Handsworth Grange Community Sports College also known as Handsworth Grange School is an academy and part of the Minerva Learning Trust. It is located in Sheffield, South Yorkshire, England. The school educates over 1,000 pupils. The building was previously the site of Beaver Hill Comprehensive, but the school changed its name when it amalgamated with Brook School.

==School organisation==
School was designated "outstanding" by OFSTED in 2017. GCSE results had risen for 6 years in a row making the school one of the most improved schools in Sheffield over the last few years. The school converted to academy status in October 2014. Since the conversion to an academy the results have taken a dramatic drop down to 41% 5A*-C from the 2014 figure of 60%, and the 2013 peak of 63%. The school failed to make these results public to the media on results day, but did release a "Progress 8" figure a year earlier than required of +0.23.

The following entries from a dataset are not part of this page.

PR #262, opened 2025-10-28
Fix bug with length 1 `AbstractNetworkIterator` types not executing their only `compute!` call. 

jack-dunham:
# Description

Checking of `islaststep` is now skipped for the first iteration. This fixes a bug where  length 1 iterators don't iterate at all and thus don't execute their only call to `compute!`. 
Skipping `islaststep` check for the initial iterations makes sense as the interface of `AbstractNetworkIterator` assumes an implicit "move to first state" at construction. 

This also means that constructing a `AbstractNetworkIterator` is basically undefined as there is in that case there is no first state to move to. As such, constructing `SweepIterator` and `RegionIterator` now throws an error if if empty iterators are passed. 

I have added some tests for these edge cases; all other tests pass.


jack-dunham:
Closing this as these changes to be included in DataGraphs and NamedGraphs upgrade patch.

PR #267, opened 2025-12-09
Improve iterators and restore outputlevel

emstoudenmire:
This PR introduces a handful of improvements to the updated solvers codes:
* Add unit tests for SweepIterator
* Fix issues with SweepIterator, including the case of 1 sweep (see #262) and fixing `length` for SweepIterator
* Support for `outputlevel` added back to `eigsolve` and `applyexp`
* The `nsites` keyword is no longer required to construct a SweepIterator (was accidentally required by not providing a default in `region_plans/euler_plans.jl`.

This PR supersedes #262 by including all changes from it.


mtfishman:
I'll close this since the most pressing issue (the `outputlevel` issue) was addressed in #268, and we can discuss and work on the other parts separately.

PR #317, opened 2026-04-14
Upgrade ITensorNetworks to use DataGraphs v0.4.0 and NamedGraphs v0.11.0.

jack-dunham:
This package now used the proper `AbstractDataGraph` interface from DataGraphs, and the `similar_graph` interface from `NamedGraphs`.


mtfishman:
@jack-dunham can you look into the version, format, and docs failures?

jack-dunham:
Yes, I am just waiting for the tests to pass locally.

mtfishman:
(The docs failures are a bit odd, they may be related to https://github.com/ITensor/ITensors.jl/pull/1729 so I can look into that in parallel as well, but please do take a look.)

src/treetensornetworks/treetensornetwork.jl
```diff
@@ -76,16 +77,20 @@ end
...
-    ITensorNetwork(tn::TreeTensorNetwork) -> ITensorNetwork
+    itensornetwork(tn::TreeTensorNetwork) -> ITensorNetwork
 
 Convert a `TreeTensorNetwork` to a plain `ITensorNetwork`, discarding orthogonality
 metadata. The returned network shares the same underlying tensor data.
 
 See also: [`TreeTensorNetwork`](@ref), [`ttn`](@ref).
 """
-ITensorNetwork(tn::TTN) = getfield(tn, :tensornetwork)
+itensornetwork(tn::TTN) = getfield(tn, :tensornetwork)
```
mtfishman: Is this the source of the docs issue? It seems like we should keep `ITensorNetwork(tn::TTN)` around, that's a reasonable conversion to do. Honestly I think `itensornetwork(tn::TTN)` is a bit confused for this, maybe we could define `ITensorNetwork(tn::TTN)` as a copy constructor (i.e. `copy(tn.tensornetwork)`) and then just use field access `tn.tensornetwork` where you are now using `itensornetwork(tn)`.

mtfishman: But also we should add a direct test for it so it doesn't get caught just in the docs.

jack-dunham: Yes this is it. The reason I changed this is that it seemed strange to me that one calls a constructor to access a field (I was interpreting that bit of code less like constructing an `ITensorNetwork` and more like returning some data).

mtfishman: I agree, it should have been copying, not doing direct field access. Really we should have a more generic constructor like `ITensorNetwork(tn::AbstractITensorNetwork) = ITensorNetwork(map(v -> v => tn[v], vertices(tn)))` and then no specialized `ITensorNetwork(tn::TTN)`. We could do that here but maybe that is better left for future PRs where we simplify/update the ITensorNetwork constructors more broadly, up to you.

mtfishman: The issue with `ITensorNetwork(map(v -> v => tn[v], vertices(tn)))` right now is that it in general will be pretty slow since we don't have the cached index to vertex looked that we discussed, so we kind of need a specialized `ITensorNetwork(tn::TTN) = copy(tn.tensornetwork)` implementation right now anyway.

jack-dunham: Let's think about this in a future PR. I'll fix the copy method and add a test.

src/treetensornetworks/abstracttreetensornetwork.jl
```diff
@@ -18,7 +18,7 @@ end
 # Field access
 #
 
-ITensorNetwork(tn::AbstractTTN) = error("Not implemented")
+itensornetwork(tn::AbstractTTN) = error("Not implemented")
```
mtfishman: Should this be reverted?

src/indsnetwork.jl
```diff
@@ -309,5 +312,5 @@ end
 # based on `ITensorVisualizationCore`.).
 using ITensors.ITensorVisualizationCore: ITensorVisualizationCore, visualize
 function ITensorVisualizationCore.visualize(is::IndsNetwork, args...; kwargs...)
-    return visualize(ITensorNetwork(is), args...; kwargs...)
+    return visualize(tensornetwork(is), args...; kwargs...)
```
mtfishman: Same thing here, this looks like a mistake.

mtfishman:
Thanks Jack, glad to see this getting in!

PR #780, opened 2020-02-27
[hadolint] Exclude template files by default

ybiquitous:
By default, the hadolint runner tries to analyze files to match the `**/Dockerfile{,.*}` glob pattern.
For example, the pattern matches `Dockerfile.erb` which is used as a template file such as in this *sider/runners* repository.

This change excludes `*.erb` and `*.txt` files by default.
Because such files are a template file and are not a real Dockerfile.

*NOTE: We may add some file extensions to be excluded in the future.*


ybiquitous:
@yykamei What do you think about this change? Are there some pitfalls?

ybiquitous:
Thank you for the review! 👏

on 22 November 2022 the school was rated by OFSTED "requires improvement" for lack of Personal development and "requires improvement" on Leadership and management and Behaviour and attitudes

https://files.ofsted.gov.uk/v1/file/50205607

==Awards==
The school won a KS4 Pupil Premium award in 2015 for the progress made with disadvantaged pupils.

==Official visits==
Handsworth Grange is one of several schools in the city to house a multi-functional Sports College. A new gym was adapted as part of a national inclusive fitness initiative to enable people with disabilities to have the same facilities as those who are able bodied. It was opened, in July 2005, by the Minister of Sport Richard Caborn. A number of summer numeracy schools have been established to bridge the gap in maths standards between primary and secondary levels. Secretary of State for Education and Employment David Blunkett visited the school, in order to examine their scheme, in August 1999.